**Collected data:**
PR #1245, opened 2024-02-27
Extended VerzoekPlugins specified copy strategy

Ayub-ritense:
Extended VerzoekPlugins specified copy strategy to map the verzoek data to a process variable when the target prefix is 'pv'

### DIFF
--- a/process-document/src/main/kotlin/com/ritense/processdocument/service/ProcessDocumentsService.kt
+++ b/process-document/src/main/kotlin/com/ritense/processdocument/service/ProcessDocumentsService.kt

---

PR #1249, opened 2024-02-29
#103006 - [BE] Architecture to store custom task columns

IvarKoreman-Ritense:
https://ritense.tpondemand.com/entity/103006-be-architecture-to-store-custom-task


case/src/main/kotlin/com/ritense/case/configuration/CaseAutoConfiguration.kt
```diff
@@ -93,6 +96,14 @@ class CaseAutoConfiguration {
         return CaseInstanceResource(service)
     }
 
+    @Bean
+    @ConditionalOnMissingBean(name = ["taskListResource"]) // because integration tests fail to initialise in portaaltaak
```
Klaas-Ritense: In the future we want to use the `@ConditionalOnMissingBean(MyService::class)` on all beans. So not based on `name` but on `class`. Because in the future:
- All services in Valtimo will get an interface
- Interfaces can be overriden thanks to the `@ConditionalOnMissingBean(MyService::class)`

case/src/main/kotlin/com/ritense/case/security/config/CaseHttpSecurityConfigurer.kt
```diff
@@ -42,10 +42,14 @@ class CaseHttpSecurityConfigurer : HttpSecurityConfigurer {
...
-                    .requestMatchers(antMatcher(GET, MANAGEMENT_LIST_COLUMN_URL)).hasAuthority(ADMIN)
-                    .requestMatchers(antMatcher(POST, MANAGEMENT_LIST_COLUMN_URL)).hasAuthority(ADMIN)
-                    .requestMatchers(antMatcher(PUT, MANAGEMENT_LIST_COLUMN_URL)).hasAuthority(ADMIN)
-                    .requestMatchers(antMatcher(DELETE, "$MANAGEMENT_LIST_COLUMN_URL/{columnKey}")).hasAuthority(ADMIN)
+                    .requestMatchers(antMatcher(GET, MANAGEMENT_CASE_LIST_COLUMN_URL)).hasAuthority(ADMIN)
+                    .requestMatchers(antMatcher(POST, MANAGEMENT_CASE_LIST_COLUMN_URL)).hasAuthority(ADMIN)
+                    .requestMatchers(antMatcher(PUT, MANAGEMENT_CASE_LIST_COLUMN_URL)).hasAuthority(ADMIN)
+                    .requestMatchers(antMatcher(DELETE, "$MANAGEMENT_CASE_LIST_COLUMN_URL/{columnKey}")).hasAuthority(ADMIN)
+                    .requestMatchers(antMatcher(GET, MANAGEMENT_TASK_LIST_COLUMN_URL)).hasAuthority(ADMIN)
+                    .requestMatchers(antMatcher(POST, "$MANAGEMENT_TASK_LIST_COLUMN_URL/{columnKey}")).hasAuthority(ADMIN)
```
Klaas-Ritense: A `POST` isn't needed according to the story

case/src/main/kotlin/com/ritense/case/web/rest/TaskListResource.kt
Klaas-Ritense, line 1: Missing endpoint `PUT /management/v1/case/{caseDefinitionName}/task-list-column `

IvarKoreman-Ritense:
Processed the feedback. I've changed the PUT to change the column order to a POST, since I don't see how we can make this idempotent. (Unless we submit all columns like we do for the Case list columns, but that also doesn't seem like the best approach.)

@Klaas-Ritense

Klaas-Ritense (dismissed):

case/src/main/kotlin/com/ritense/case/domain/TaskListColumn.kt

**Description of the task:**
Only the lines containing "opened" are needed; copy each of them from the data.

**Answer section:**
PR #1245, opened 2024-02-27
PR #1249, opened 2024-02-29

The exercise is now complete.